• [WHAT IS NEEDED]
Could you return the lines below exactly, from the first line up to and including the line that holds "Captured tensors and metadata"?

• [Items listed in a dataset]
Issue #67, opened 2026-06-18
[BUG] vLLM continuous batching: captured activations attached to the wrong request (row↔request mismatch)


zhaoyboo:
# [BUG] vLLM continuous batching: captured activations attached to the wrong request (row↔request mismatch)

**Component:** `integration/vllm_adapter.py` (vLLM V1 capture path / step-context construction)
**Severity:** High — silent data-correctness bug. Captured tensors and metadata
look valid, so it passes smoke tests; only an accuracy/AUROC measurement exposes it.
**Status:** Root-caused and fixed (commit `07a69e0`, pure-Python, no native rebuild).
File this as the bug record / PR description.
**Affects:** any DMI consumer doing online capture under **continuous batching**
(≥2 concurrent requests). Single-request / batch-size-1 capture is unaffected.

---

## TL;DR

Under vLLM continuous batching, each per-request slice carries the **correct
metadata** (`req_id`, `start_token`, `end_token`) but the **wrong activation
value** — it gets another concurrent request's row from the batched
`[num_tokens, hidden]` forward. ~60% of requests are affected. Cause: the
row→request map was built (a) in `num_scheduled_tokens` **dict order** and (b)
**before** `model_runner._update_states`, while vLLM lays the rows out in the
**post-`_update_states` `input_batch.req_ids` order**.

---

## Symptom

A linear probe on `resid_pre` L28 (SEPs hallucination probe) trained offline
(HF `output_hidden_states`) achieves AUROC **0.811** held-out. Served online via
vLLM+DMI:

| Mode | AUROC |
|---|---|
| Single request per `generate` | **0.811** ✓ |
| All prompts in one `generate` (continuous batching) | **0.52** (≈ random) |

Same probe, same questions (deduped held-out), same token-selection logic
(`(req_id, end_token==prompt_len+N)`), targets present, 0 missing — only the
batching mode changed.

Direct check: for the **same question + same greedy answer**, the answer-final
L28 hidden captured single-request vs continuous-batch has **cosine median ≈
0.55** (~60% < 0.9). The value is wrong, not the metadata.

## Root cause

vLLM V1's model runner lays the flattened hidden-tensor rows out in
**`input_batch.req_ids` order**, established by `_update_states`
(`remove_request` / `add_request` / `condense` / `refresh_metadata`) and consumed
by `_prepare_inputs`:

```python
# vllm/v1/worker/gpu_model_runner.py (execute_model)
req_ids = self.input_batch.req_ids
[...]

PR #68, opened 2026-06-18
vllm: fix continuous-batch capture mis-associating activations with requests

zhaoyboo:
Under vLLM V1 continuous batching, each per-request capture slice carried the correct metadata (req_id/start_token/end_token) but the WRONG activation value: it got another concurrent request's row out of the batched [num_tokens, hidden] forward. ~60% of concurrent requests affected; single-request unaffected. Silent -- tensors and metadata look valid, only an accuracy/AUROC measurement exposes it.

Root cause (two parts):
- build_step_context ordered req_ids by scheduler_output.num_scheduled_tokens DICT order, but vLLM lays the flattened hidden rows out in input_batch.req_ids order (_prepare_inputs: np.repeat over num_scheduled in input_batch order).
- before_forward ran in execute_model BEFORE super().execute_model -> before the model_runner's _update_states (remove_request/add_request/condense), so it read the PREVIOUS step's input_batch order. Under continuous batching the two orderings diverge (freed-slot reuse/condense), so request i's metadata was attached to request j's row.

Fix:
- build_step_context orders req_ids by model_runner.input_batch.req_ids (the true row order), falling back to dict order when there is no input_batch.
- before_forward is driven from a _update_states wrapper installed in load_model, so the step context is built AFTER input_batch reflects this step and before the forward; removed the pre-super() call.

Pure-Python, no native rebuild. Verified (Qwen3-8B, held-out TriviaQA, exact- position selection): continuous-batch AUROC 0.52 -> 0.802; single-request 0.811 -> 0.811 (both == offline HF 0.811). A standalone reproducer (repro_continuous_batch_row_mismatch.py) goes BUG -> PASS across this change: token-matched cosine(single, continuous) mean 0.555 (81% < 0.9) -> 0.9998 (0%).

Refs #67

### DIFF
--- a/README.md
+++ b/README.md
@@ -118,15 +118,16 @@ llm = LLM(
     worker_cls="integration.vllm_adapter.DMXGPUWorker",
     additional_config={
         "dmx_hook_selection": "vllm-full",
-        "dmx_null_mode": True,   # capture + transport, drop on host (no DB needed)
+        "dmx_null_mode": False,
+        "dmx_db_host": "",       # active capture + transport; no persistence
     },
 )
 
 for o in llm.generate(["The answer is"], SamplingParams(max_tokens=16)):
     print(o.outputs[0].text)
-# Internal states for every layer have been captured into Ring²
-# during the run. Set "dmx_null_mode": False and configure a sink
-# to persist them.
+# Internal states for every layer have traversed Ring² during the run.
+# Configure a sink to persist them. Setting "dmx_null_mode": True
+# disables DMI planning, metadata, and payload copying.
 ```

• [ANSWER TO THIS EXERCISE]
Issue #67, opened 2026-06-18
[BUG] vLLM continuous batching: captured activations attached to the wrong request (row↔request mismatch)


zhaoyboo:
# [BUG] vLLM continuous batching: captured activations attached to the wrong request (row↔request mismatch)

**Component:** `integration/vllm_adapter.py` (vLLM V1 capture path / step-context construction)
**Severity:** High — silent data-correctness bug. Captured tensors and metadata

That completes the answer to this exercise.